Aug 30 01:19:42 tpm302 cta-taped: LVL="INFO" PID="17727" TID="17727" MSG="Tape session finished" tapeVid="L09229" mountType="ArchiveForUser" mountId="12" volReqId="12" tapeDrive=
"rz3-2,4,4" vendor="HPE" vo="xfel" mediaType="LTO9" tapePool="FXE-2023" logicalLibrary="ctaltolib-rz3-1" capacityInBytes="18000000000000" wasTapeMounted="1" mountTime="16.219651"
positionTime="93.672077" waitInstructionsTime="1.191164" waitFreeMemoryTime="0.000000" waitDataTime="3234.891367" waitReportingTime="0.027062" checksumingTime="410.242432" readW
riteTime="2382.950788" flushTime="63.009445" unloadTime="0.000000" unmountTime="0.000000" encryptionControlTime="0.002331" transferTime="6092.312258" totalTime="7100.169509" deli
veryTime="7100.169509" drainingTime="0.000000" dataVolume="1214453072268" filesCount="646" headerVolume="310080" payloadTransferSpeedMBps="171.045645" driveTransferSpeedMBps="171
.045689" Error_sessionKilled="1" killSignal="9" status="failure"
Aug 30 01:19:42 tpm302 cta-taped: LVL="INFO" PID="17727" TID="17727" MSG="Propagated SIGCHILD." SubprocessName="drive:rz3-2,4,4"
Aug 30 01:19:42 tpm302 cta-taped: LVL="INFO" PID="17727" TID="17727" MSG="Propagated SIGCHILD." SubprocessName="maintenanceHandler"
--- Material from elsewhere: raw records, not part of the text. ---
PR #870, opened 2017-06-13
DefaultForbid/SignOutSchemes + tests

HaoK:
Part of the fix for: https://github.com/aspnet/Mvc/issues/6392

Also added some tests + a sugar overload for AddScheme<THandler>

@Tratcher @davidfowl

### DIFF
--- a/src/Microsoft.AspNetCore.Authentication.Abstractions/AuthenticationOptions.cs
+++ b/src/Microsoft.AspNetCore.Authentication.Abstractions/AuthenticationOptions.cs
@@ -48,6 +48,19 @@ namespace Microsoft.AspNetCore.Authentication
         }
 
         /// <summary>
+        /// Adds an <see cref="AuthenticationScheme"/>.
+        /// </summary>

Aug 30 01:19:42 tpm302 cta-taped: LVL="INFO" PID="17727" TID="17727" MSG="Subprocess handler requested forking" SubprocessName="drive:rz3-2,4,4"
Aug 30 01:19:42 tpm302 cta-taped: LVL="INFO" PID="17727" TID="17727" MSG="Subprocess handler will fork" SubprocessName="drive:rz3-2,4,4"
Aug 30 01:19:42 tpm302 cta-taped: LVL="INFO" PID="24530" TID="24530" MSG="In child process. Running child." SubprocessName="drive:rz3-2,4,4"
Sometimes a successful transfer session finishes and jobs are queued to be reported but the drive will only be released after restarting another tape server which then does the reporting job. All tape serves have been configured to report.
We have only observed this recently as we’ve recently moved XFEL to CTA. So perhaps too many requests or how dCache is interacting with CTA. Restarting the dCache frontend has also seen to release the drives and then queued reports are reported. Tigran has opened an issue on the same.